# Your instructions
The word "opened" occurs in some of the lines below; copy each of those lines.

# Extracted material
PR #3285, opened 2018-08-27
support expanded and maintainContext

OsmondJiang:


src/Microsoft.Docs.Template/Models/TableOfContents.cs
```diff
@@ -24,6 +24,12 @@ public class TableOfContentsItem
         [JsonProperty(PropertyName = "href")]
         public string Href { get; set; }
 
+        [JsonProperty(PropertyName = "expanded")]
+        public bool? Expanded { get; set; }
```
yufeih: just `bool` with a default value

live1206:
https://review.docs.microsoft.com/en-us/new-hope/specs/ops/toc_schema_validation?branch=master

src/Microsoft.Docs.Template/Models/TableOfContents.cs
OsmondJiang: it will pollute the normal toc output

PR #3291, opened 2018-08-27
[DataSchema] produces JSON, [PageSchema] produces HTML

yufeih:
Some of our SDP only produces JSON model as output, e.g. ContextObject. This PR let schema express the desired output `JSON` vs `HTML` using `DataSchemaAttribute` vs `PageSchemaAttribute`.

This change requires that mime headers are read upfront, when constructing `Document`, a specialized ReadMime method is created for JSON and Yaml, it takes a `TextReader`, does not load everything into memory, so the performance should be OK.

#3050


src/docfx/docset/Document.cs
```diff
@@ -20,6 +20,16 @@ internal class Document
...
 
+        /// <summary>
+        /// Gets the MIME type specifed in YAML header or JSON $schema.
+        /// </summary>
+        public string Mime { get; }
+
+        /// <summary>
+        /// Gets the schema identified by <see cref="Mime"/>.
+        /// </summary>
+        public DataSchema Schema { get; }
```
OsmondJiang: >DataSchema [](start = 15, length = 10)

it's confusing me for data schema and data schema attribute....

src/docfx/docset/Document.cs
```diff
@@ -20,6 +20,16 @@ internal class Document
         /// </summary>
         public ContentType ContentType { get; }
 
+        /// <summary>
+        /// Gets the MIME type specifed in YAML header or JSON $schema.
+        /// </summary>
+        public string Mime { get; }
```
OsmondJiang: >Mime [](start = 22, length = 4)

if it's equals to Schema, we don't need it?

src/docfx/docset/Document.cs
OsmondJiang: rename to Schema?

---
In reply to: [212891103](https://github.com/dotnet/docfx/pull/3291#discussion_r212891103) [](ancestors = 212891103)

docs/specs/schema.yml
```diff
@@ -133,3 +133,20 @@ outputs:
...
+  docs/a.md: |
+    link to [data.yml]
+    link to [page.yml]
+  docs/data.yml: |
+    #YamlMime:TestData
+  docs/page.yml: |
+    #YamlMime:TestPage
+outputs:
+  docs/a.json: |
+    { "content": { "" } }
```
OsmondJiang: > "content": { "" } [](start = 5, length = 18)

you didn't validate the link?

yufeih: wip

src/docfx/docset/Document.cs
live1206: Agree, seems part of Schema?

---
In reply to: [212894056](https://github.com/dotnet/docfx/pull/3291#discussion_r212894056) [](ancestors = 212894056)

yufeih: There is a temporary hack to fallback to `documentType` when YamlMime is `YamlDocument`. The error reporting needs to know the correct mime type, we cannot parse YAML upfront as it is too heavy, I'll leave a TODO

--

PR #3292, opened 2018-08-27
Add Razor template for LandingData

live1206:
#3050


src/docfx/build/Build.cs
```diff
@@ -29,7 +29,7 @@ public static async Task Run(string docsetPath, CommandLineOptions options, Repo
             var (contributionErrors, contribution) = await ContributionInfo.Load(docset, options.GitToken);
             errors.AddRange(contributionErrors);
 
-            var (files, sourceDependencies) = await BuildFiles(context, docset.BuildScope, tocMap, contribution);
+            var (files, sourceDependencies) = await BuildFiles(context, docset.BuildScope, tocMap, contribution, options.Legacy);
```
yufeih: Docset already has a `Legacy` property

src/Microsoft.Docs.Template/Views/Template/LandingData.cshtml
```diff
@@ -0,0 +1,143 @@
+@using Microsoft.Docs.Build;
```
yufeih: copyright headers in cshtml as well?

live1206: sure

# Written solution
PR #3285, opened 2018-08-27
PR #3291, opened 2018-08-27
PR #3292, opened 2018-08-27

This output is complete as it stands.